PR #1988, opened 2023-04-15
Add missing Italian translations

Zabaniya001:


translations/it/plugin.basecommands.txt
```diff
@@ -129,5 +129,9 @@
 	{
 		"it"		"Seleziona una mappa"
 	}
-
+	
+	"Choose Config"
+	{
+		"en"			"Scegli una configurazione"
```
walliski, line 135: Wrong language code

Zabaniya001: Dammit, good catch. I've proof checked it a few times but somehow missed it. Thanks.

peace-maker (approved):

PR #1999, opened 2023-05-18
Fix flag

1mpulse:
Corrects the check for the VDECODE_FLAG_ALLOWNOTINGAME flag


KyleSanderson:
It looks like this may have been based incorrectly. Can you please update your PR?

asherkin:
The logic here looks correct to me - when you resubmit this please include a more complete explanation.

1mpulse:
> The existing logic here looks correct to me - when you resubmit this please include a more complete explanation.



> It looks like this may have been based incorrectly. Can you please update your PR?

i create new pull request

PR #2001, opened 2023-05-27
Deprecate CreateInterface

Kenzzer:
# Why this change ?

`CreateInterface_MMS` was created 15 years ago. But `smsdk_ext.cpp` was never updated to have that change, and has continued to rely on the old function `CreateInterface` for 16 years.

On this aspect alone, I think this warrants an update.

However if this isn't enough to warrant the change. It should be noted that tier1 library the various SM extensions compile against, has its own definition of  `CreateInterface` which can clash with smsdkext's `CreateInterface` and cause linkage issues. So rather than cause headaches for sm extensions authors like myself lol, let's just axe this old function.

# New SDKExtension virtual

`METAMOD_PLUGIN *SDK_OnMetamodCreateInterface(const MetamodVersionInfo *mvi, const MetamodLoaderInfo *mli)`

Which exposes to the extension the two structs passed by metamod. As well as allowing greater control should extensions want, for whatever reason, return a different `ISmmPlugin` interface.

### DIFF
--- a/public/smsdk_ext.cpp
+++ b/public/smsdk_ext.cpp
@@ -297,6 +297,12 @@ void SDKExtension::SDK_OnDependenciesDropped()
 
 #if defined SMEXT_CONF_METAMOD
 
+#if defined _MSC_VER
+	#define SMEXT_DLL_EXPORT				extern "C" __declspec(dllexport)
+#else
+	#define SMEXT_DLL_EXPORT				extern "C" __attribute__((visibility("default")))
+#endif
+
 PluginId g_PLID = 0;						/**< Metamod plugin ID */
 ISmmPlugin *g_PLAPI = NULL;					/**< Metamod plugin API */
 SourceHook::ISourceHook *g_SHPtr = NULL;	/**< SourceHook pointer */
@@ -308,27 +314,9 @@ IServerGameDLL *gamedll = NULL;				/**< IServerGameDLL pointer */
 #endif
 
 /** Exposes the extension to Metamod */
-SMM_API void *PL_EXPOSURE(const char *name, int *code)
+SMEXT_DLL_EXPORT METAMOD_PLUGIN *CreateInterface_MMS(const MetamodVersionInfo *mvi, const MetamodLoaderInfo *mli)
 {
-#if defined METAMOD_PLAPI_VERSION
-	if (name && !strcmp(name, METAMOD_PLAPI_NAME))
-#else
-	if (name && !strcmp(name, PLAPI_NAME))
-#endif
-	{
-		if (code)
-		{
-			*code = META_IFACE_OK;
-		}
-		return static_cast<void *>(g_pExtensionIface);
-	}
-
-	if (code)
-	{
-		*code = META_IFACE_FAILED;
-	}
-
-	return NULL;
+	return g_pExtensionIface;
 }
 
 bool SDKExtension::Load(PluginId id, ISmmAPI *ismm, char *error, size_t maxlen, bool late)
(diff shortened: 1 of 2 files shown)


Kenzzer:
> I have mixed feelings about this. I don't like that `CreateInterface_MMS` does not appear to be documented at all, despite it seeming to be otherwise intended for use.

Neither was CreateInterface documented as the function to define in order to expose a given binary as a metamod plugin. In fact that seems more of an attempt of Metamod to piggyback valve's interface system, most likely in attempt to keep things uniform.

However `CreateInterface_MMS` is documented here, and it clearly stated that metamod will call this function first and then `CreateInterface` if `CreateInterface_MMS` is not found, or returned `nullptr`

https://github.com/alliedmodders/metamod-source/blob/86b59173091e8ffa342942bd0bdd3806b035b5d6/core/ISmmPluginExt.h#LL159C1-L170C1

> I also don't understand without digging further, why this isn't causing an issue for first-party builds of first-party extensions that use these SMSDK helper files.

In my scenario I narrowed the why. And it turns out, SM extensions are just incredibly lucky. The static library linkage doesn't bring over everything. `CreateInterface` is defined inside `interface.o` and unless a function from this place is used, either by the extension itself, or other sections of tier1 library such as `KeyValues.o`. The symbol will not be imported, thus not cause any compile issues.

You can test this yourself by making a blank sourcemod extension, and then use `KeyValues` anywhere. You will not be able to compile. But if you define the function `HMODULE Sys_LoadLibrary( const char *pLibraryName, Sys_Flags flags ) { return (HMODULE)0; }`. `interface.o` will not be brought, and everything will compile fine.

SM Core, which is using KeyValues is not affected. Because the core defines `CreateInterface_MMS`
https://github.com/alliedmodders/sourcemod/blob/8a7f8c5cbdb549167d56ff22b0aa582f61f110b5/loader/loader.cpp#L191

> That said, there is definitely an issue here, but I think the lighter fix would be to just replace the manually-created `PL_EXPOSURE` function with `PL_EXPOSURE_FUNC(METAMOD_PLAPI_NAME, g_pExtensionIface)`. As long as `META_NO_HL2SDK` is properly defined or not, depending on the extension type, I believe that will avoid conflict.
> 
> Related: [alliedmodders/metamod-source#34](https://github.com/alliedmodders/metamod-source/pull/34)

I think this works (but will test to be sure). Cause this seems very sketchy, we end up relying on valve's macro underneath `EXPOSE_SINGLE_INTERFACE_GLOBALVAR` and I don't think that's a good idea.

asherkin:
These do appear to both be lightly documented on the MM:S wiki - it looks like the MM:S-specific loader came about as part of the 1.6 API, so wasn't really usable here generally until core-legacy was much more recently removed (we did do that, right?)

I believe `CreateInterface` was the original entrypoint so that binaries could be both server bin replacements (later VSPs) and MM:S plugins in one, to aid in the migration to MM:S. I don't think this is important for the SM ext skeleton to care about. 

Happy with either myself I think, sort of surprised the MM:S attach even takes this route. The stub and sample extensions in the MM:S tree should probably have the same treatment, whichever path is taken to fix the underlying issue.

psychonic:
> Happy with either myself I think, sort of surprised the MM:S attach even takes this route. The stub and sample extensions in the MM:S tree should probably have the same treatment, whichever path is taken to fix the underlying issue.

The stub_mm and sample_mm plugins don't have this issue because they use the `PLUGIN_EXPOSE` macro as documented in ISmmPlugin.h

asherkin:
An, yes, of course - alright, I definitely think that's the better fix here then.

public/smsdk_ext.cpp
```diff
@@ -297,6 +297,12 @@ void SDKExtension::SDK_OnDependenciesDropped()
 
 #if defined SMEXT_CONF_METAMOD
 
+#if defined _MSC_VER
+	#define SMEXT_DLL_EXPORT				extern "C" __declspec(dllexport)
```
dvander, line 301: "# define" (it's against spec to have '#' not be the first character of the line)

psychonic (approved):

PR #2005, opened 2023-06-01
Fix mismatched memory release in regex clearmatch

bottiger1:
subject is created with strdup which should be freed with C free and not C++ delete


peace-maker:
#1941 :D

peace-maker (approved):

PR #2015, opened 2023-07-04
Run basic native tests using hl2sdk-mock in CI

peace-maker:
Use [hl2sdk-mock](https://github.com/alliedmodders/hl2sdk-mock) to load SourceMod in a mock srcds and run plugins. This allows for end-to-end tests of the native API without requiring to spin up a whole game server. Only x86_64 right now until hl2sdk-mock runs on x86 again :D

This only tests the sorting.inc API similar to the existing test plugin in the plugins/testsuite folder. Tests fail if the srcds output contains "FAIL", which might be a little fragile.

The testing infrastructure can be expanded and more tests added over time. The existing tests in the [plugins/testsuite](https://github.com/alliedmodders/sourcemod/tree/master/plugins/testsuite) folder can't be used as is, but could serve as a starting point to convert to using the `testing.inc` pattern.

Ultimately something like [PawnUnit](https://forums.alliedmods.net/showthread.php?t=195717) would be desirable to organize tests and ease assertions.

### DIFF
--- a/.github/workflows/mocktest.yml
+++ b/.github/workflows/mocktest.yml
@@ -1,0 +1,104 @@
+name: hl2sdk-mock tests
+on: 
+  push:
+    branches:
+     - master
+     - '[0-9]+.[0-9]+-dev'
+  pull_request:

___

▶ _Assignment_
If a line above contains the word "pointer", it counts; state how many lines count, and nothing more.

▶ _Exercise response_
2